January 25, 2024
4 min read
NASA’s enterprising Mars helicopter and its remarkable 72 flights offered a new vision of planetary exploration
After nearly three years soaring through the red skies of Mars, NASA’s Ingenuity helicopter is permanently grounded.
The agency launched the little four-pound chopper in July 2020, with Ingenuity hitchhiking to Mars in the belly of NASA’s Perseverance rover. The tissue box-size craft made its first-ever flight in April 2021. Launched as a month-long technology demonstration, the helicopter was built to make a mere five hops to prove that powered flight is possible on the Red Planet.
Instead, Ingenuity endured for nearly 1,000 Martian days, becoming a long-term scout for the car-sized Perseverance, giving planetary scientists a bird’s-eye view of the terrain they wanted to explore. In the process, the little aircraft inspired scientists, engineers and space fans to imagine a new future, one in which helicopters regularly take to the skies of the Red Planet and beyond.
“It’s almost an understatement to say that it has surpassed expectations,” Lori Glaze, director of NASA’s Planetary Science Division, said during a press conference on January 25. “Ingenuity absolutely shattered our paradigm of exploration, introducing this new dimension of aerial mobility.”
NASA ended the mission after evidence that Ingenuity was no longer able to fly after at least one of its rotor blades got damaged during touchdown on its most recent and 72nd flight on January 18. That flight had been designed as a short vertical flight to test Ingenuity’s systems after its previous flight ended unexpectedly early. But during the little test hop, communications shut down early, signaling an issue.

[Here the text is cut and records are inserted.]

Issue #1233, opened 2016-04-08
Consider changing tooltip behavior to accommodate a clickable link


ajrobbins:
As described in #1210 , we were unable to accommodate Stroud's request for a link to be added to the "?" tooltips, because they disappear when the cursor moves away from the "?" icon. We should consider modifying the tooltips to not disappear when the cursor moves onto the tooltip.

Original request:

> Add the following text and link to the bottom of help text in all of the "?" help balloons. "Info and help for these tools at http://wikiwatershed.org/model/"

ajrobbins:
@dtarb suggested that we could incorporate some background on RWD methodology in the "?" tooltips for the RWD options:
![screen shot 2016-12-06 at 9 34 57 am](https://cloud.githubusercontent.com/assets/12868342/20929666/c8f68830-bb98-11e6-9836-7eacdb6e03b6.png)

If these tooltips remained onscreen when the user hovers over them, we could add a "Learn More" link with some additional description of methodology:

*Suggested additional text for DRB RWD option:*
>This moves downhill from the point you click to snap onto the nearest point on the Delaware high resolution stream network and calculates the watershed upstream of this point using a 1/3 arc second (10) m resolution digital elevation model for the Delaware River Basin.  The stream network snapped to was delineated using TauDEM (http://hydrology.usu.edu/taudem).
 
*Suggested additional text for NHD-based RWD option (currently Mid-Atlantic)*
>This moves downhill from the point you click to snap onto the nearest point on the medium resolution National Hydrography Dataset (NHDPlus flowline) and calculates the watershed upstream of this point using the 30 m resolution NHDPlus flow direction grid for the continental US.  If the point you click does not have a NHDPlus flowline downstream of it (e.g. is in an internally draining area) the watershed is calculated from the point you click.  Watersheds calculated may have holes in them due to internally draining areas that do not connect to the outlet in the NHDPlus flow direction dataset.  To learn more about NHDPlus see  http://www.horizon-systems.com/nhdplus/.  The model my watershed watershed delineation uses NHDPlus version 2.1 data model with latest content version accessed 11/22/16.
 
*Rationale from @dtarb*
[...]

PR #1791, opened 2017-04-06
Activate tooltips on click instead of hover

caseycesari:
## Overview

Tooltips are now activated on click instead of hover so that links in the tooltip text are now clickable. Previously, the tooltip closed as the pointer was moved from the tooltip icon to the tooltip text, preventing the user from clicking on any links in the text.

To better unify the UI/UX of the app, the tooltips in the legend were updated to behave in the same way. Additionally, the style of both tooltips was made consistent.

Links were added to the RWD tools. Also, a general link to documentation about the various draw tools was added to the sidebar instead of each draw tooltip (as previously requested). This seemed like a more appropriate solution now that there is a space for explanatory text near the tools.

Connects to #1749
Connects to #1233 

### Demo

mmw7

## Testing Instructions

- View the tooltips for various draw tools, and verify that they open on click and not hover.
- Try to click the links in the RWD tooltips.
- Verify the legend tooltips behave in the same way as the draw tool tooltips.

### DIFF
--- a/src/mmw/js/src/core/layerPicker.js
+++ b/src/mmw/js/src/core/layerPicker.js
@@ -80,7 +80,7 @@ var LayerPickerLayerView = Marionette.ItemView.extend({
 
     onRender: function() {
         this.ui.layerHelpIcon.popover({
-            trigger: 'hover',
+            trigger: 'focus',
             viewport: {
                 'selector': '.map-container',
                 'padding': 10
--- a/src/mmw/js/src/core/templates/layerPickerLayer.html
+++ b/src/mmw/js/src/core/templates/layerPickerLayer.html
@@ -8,10 +8,9 @@
     {% if not isDisabled and legendMapping %}
         <a
             tabindex="-1"
-            role="presentation"
+            role="button"
             data-html="true"
             data-toggle="popover"
-            data-trigger="focus"
             class="layerpicker-info"
             data-layer-help-icon="{{layerDisplay}}"
         >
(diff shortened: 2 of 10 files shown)


rajadain:
Currently the user has to click outside the popup to make it disappear. This can sometimes be tricky, because a user may accidentally click an active element (on the map, a button, or an accordion header) that affects the UI inadvertently.

How difficult would it be to close the popup on re-clicking the help icon (in addition to, rather than instead of, the current behavior)? I suppose there will need to be some way of tracking state, which could get messy, but perhaps not since the each popup parent has a reference to its popup with state.

ajrobbins:
What about putting an X in the popup to close? I think from a user perspective clicking outside of the popup to close it is also expected, but it would be helpful to have an explicit close button too.

rajadain:
Just did a quick read of [bootstrap popover](http://getbootstrap.com/javascript/#popovers), doesn't seem like either case is natively supported. Between static and dismissable popups, I like the dismissable ones (that are currently being used here) better. There's a slightly ugly hack here http://stackoverflow.com/a/13413660/6995854 which I'm not sure will work, but might be worth a shot.

caseycesari:
Adding the close button would be a bit of a hack, but requiring that users click the help icon again to close it is built in to Bootstrap and would be easy to implement. See the example here: http://getbootstrap.com/javascript/#live-demo-1

caseycesari:
One downside of only using the help icon to open and close the tooltip is that it's then possible to open multiple tooltips at once:

screen shot 2017-04-06 at 12 08 30 pm

rajadain:
I'd be okay with keeping it as it is for now, and making another card to enhance popups with a close button.

caseycesari:
Created an issues for follow-up since any of the suggested changes will require some work: https://github.com/WikiWatershed/model-my-watershed/issues/1793

Issue #1748, opened 2017-03-23
Add minimize/collapse button to layer selector


ajrobbins:
Currently, clicking on the active layer type icon collapses the layer selector into its bottom bar. We've gotten reports from Stroud that this is not discoverable enough, so we should consider adding an explicit minimize button to the layer selector.

ajrobbins:
@jfrankl thoughts?

jfrankl:
I think adding a caret to the layer selector would make the collapse functionality more discoverable:

![image](https://cloud.githubusercontent.com/assets/1809908/24406310/0224e200-1396-11e7-8eb9-a2eadbbb9246.png)

In this case, clicking on the caret or "Coverage" would collapse the layer selector. Clicking on the active icon would continue to collapse the layer selector.

ajrobbins:
@jfrankl I think that the caret makes it kind of look like a collapsible list, like we have on TNC. I would expect clicking the caret to collapse the list items into "coverage", not necessarily collapse the whole layer selector. Could we do a caret or other minimize icon at a level above the "coverage" title?

jfrankl:
It's going to make the layer picker take up more space. Worth trying?

ajrobbins:
Yes, I think the tradeoff is worth it if it makes it easy to minimize completely.

jfrankl:
Sounds good. Here are two directions—please send feedback.

### Variation 1
#### Open
![open](https://cloud.githubusercontent.com/assets/1809908/24408326/56f735ee-139b-11e7-832f-f81fb2187297.png)
#### Closed
![closed](https://cloud.githubusercontent.com/assets/1809908/24408327/56f8a442-139b-11e7-9dda-1c95f52706d2.png)

### Variation 2
#### Open
![open](https://cloud.githubusercontent.com/assets/1809908/24408335/5f5f0b3a-139b-11e7-8952-64a905800587.png)
#### Closed
![closed](https://cloud.githubusercontent.com/assets/1809908/24408340/6100749c-139b-11e7-8322-84a53cdfb71e.png)

ajrobbins:
I like var. 2

rajadain:
I like var 2 as well. It seems like clicking the black title bar will re-open the last opened tab?

[...]

Issue #1803, opened 2017-04-10
Uniform Height of Map Controls


rajadain:
Currently the Layer Selector buttons are less tall than map controls. This looks odd when the layer selector is collapsed:

![image](https://cloud.githubusercontent.com/assets/1430060/24883493/1b41df7c-1e13-11e7-9acf-a820334cf2ac.png)

Either make the layer selector tab bar taller, or the map controls shorter / smaller.

ajrobbins:
Now that we have a header bar that's there when the selector is collapsed, I find the height differential less noticeable:
![screen shot 2017-04-12 at 5 08 04 pm](https://cloud.githubusercontent.com/assets/12868342/24979567/af6121d2-1fa2-11e7-94d8-d5d6def8c2e9.png)

rajadain:
Agreed. Closing this.

PR #1805, opened 2017-04-11
Add collapsable header to layerpicker

arottersman:
## Overview

It's not obvious that re-clicking the active tab button on the layerpicker collapses the view. Add a header with an "expand/collapse" icon to collapse the view instead.

**Wireframes**

screen shot 2017-04-11 at 12 12 05 pm

Connects #1748 

### Demo

screen shot 2017-04-11 at 12 52 52 pm

screen shot 2017-04-11 at 12 52 48 pm

## Testing Instructions

 * Play around with the layerpicker:
        - You should be able to collapse/expand it by clicking the header, or the tabs
        - State should be maintained (if you collapse, and then expand the same tab should be open unless you clicked a different one)

### DIFF
--- a/src/mmw/js/src/core/layerPicker.js
+++ b/src/mmw/js/src/core/layerPicker.js
@@ -1,6 +1,7 @@
 'use strict';
 
 var $ = require('jquery'),
+    Backbone = require('../../shim/backbone'),
     Marionette = require('../../shim/backbone.marionette'),
     _ = require('underscore'),
     utils = require('./utils'),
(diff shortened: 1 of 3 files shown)


rajadain:
I wonder if #1803 can be incorporated here easily. Not sure what the right height would be in this case though.

arottersman:
> I wonder if #1803 can be incorporated here easily. Not sure what the right height would be in this case though.

Part of the issue with this is the layerpicker icons have `font-size: 1rem` so they resize on the narrow viewport and the bar gets shorter. I think at the wide viewport they're the same height as the map controls.

Here's the layerpicker icon `font-size` at `20px`...seems closer:
screen shot 2017-04-12 at 8 33 12 am

caseycesari:
You can keep on repeating that process to make all of the tabs active:

image

arottersman:
:man_facepalming: there was some faulty `if-statement` logic. It's fixed now.

src/mmw/js/src/core/layerPicker.js
```diff
@@ -229,37 +230,48 @@ var LayerPickerNavView = Marionette.ItemView.extend({
...
         'click @ui.tabIcons': 'onTabIconClicked',
     },
 
-
     templateHelpers: function() {
+        var doesLayerGroupHaveActiveLayer = function(layerGroup) {
+            var layers = layerGroup.get('layers');
+            if (layers) {
+                return layers.findWhere({ active : true });
+            }
```
caseycesari: Consider returning false at the end of the function just so the result is consistently a boolean.

rajadain:
> Part of the issue with this is the layerpicker icons have font-size: 1rem so they resize on the narrow viewport and the bar gets shorter.

Let's do this separately then. Sorry to conflate these.

arottersman:
Thanks @caseycesari! Added a `return false` and squashed fixups. Going to merge.

Issue #1773, opened 2017-03-24
Map components are visible under sidebar when app is loading


caseycesari:
The map controls and attribution appear on top of the sidebar while the app is loading. I believe this is because the sidebar doesn't have a background color set, and the map is initially sized to the full width of the page.

![mmw4](https://cloud.githubusercontent.com/assets/1042475/24310539/b239b32a-10a6-11e7-8085-31a6c23404ab.gif)

rajadain:
This is likely because of the fact that we use absolute positioning for the map, and pull it back with a value of [`right: 485px`](https://github.com/WikiWatershed/model-my-watershed/blob/develop/src/mmw/sass/base/_map.scss#L43). The `.sidebar` component has full width and `0` height in practice, and the contents are just floating in empty space. We see the same behavior on the Bees application: https://pollinator-modeling-app.azavea.com/

I think a solution to this will be to rearchitect the front-end to use a hierarchy of nested divs with relative positioning, rather than a flat structure with absolute positioning. But such a rearchitecture is probably more than 1 point, and may need some **#design** support.

PR #1806, opened 2017-04-12
Keep map within post-render bounds on load

rajadain:
## Overview

On load, the map would expand to the full page width, and transition to a reduced width after the application finishes loading. This led to a jarring transition, especially when the application loaded slowly.

By adding the classes that would be applied post-load to the `.map-container` before it loads, we ensure it stays within the bounds of actual rendering.

The project view uses a smaller map than the home view, but since it is a transition of the top of the map it isn't as jarring. No buttons move around, and there is no overlapping content.

Connects #1773 [:lipstick:](https://gitmoji.carloscuesta.me/)

### Demo

Loading the home page:

Loading a project page:

## Testing Instructions

 * Check out this branch and rebundle the scripts `./scripts/bundle.sh --debug`
 * Reload the app in various configurations and ensure that you don't see the flash of transition as described in the original issue.

### DIFF
--- a/src/mmw/apps/core/templates/base.html
+++ b/src/mmw/apps/core/templates/base.html
@@ -5,7 +5,8 @@
     {% block header %}
     {% endblock header %}
 
-    <div class="map-container">
+    <div class="map-container map-container-top-sidebar map-container-bottom-sidebar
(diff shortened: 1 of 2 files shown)


caseycesari:
Taking a look.

Issue #1761, opened 2017-03-23
Add more validation to shapefile/geojson uploads


caseycesari:
- Check that coordinates are geographic
- Check that the shape is in the U.S.
- Implement a better file type check (than looking at the extension). 

It may be a good idea to create a Backbone model for uploaded data and move the validation there.

rajadain:
Where are the shapefiles going to be stored?

caseycesari:
Currently, and we should strive to maintain this, we are using the DataTransfer and FileReader browser APIs. This allows us to keep the file local to the user and not have to upload it anywhere.

arottersman:
Should the guard against non-USA shapes apply to all shapes? You can currently draw AoIs anywhere you like

arottersman:
> For shapefiles, check that the .shp and .prj are present, and that the file is otherwise valid (not sure how to do this).

What qualifies as "file is otherwise valid"? It seems like it should be enough to know if we can (1) open and parse the file (2) validate the parsed shape by our usual measures (self intersection, max-aoi, polygons, etc). We know if either of these steps fail, and I think are already  displaying errors accordingly. Is there some additional check that needs to occur?

caseycesari:
> Should the guard against non-USA shapes apply to all shapes? You can currently draw AoIs anywhere you like

Good point. I was just thinking that we know shapes outside the US will fail, so we may want to not bother trying to analyze them, but I'll defer to @ajrobbins.

caseycesari:
> What qualifies as "file is otherwise valid"? It seems like it should be enough to know if we can (1) open and parse the file (2) validate the parsed shape by our usual measures (self intersection, max-aoi, polygons, etc). We know if either of these steps fail, and I think are already  displaying errors accordingly. Is there some additional check that needs to occur?

Not necessarily, I just wanted to make sure we were catching and throwing error messages in all of the likely scenarios (shapefile missing components, zip is unreadable, etc). This may be something we have to iterate on as errors come up.

ajrobbins:
>Should the guard against non-USA shapes apply to all shapes? You can currently draw AoIs anywhere you like
If we make the change here to apply to all shapes, will we use the same error modal to say why we won't analyze (with shapefile upload or regular analyze outside the US)? if the fix needs to be in two places, we should make a separate card for the general guard.

caseycesari:
That's true. Might be worthwhile to work it in to the general workflow.

PR #1816, opened 2017-04-13
Move AOI Upload Into Sidebar and Accept Zipfiles

arottersman:
## Overview

- Move shapefile upload to sidebar
- Wire up "Select file" button
- Instead of accepting `.shp`, take `.zip`
- To unzip the compressed shapefile, I added [`JSZip`](https://github.com/Stuk/jszip)
    - Unzipping files is non-trivial, so a library is probably best
    - The other option in the js package space is [`zip.js`](https://github.com/gildas-lormeau/zip.js) but it isn't available via npm, nor is it versioned

Connects #1760 

### Demo

uploadfilemmw

### Notes

The card mentions a loading spinner, but it's so instantaneous I'm not sure it's necessary to add it with this PR. 

## Testing Instructions

 * If it works`./scripts/npm.sh install`, or `ssh worker` then `cd /vagrant/src/mmw && npm install`
 * `./scripts/bundle.sh --vendor && ./scripts/bundle.sh`
 * Drag and drop some geojson and zipped shp files, and also add them via the "Select file" button
 * Zipfiles without a `.shp` should display an error modal


src/mmw/js/src/draw/templates/aoiUpload.html
```diff
@@ -1 +1,21 @@
...
+        <span class="draw-button-title pull-left"
+              id="dropbox">
+            Drag and drop a file
+            <ul class="draw-pane-description-list">
+                <li>Must be a shapefile or geojson</li>
+                <li>Less than 200 MB</li>
+                <li>Only the first feature is used.</li>
+            </ul>
+        <button class="btn btn-success pull-left"
+                onclick="document.getElementById('draw-tool-file-upload-input').click();">
```
caseycesari: Curious about this inline event binding. Is it not possible to do this in a Backbone view?

arottersman: It is — I'll push a fixup commit

arottersman: Having it in the template was somewhat nice because it is explicit about the button being a dummy for the hidden input. Writing the `onclick` code as a string is not ideal though

caseycesari: Yeah, I think adding a note in the commit message about that might be helpful.

caseycesari:
Re: the loading spinner, I agree. In my tests, the files have been processed almost simultaneously since we don't have to do any actual uploading. Shapefiles are limited to 2gb by design, and since we are only using the first record, I think we should be able to handle any shapefile fine. GeoJSON has no file size limit, but if you upload GeoJSON with a complex shape, the browser hangs as the geometry is parsed. We may want to limit the size of GeoJSON (as a correlate, since we don't know if the geometry is complex until we process it). The browser receives the file metadata before it reads in the file. In any case, I think this could be handled in https://github.com/WikiWatershed/model-my-watershed/issues/1761 or another card.

caseycesari:
Two more things that we talked about, that are for other cards, but that I wanted to make a note of so we didn't forget:

- We may want to add a mask when processing the file, just like geojson.io, to give an indication that the UI is locked while the file is being processed.
- GeoJSON.io seems to parse geojson files way faster than us. We should take a look at what they are doing.

src/mmw/js/src/draw/templates/aoiUpload.html
```diff
@@ -1 +1,22 @@
-<span id="dropbox">Drop a .shp file here.</span>
+<ul class="draw-pane-list">
+  <li class="draw-pane-list-item" role="presentation">
+    <div>
+        <span class="draw-button-title pull-left"
+              id="dropbox">
+            Drag and drop a file
+            <ul class="draw-pane-description-list">
+                <li>Must be a shapefile (.zip) or geojson</li>
+                <li>Less than 200 MB</li>
```
caseycesari: I suggested this, but I think we should remove it until we actually implement a limit.

arottersman:
Thanks for taking a look! 

- Removed the message about the 200mb limit, but not the check (it's usefulness can be evaluated in #1761 )
- Squashed the fixup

The helicopter’s handlers reestablished communication with the little chopper on January 20, and they had hoped to get Ingenuity flying again. But an image taken after that final flight shows the shadow of a battered rotor tip—one that’s lost perhaps a quarter of its length—against the reddish Martian sand. The damage suggests the rotor hit the surface on the way down.
“Going through a blade strike for a helicopter is typically the end,” Teddy Tzanetos,…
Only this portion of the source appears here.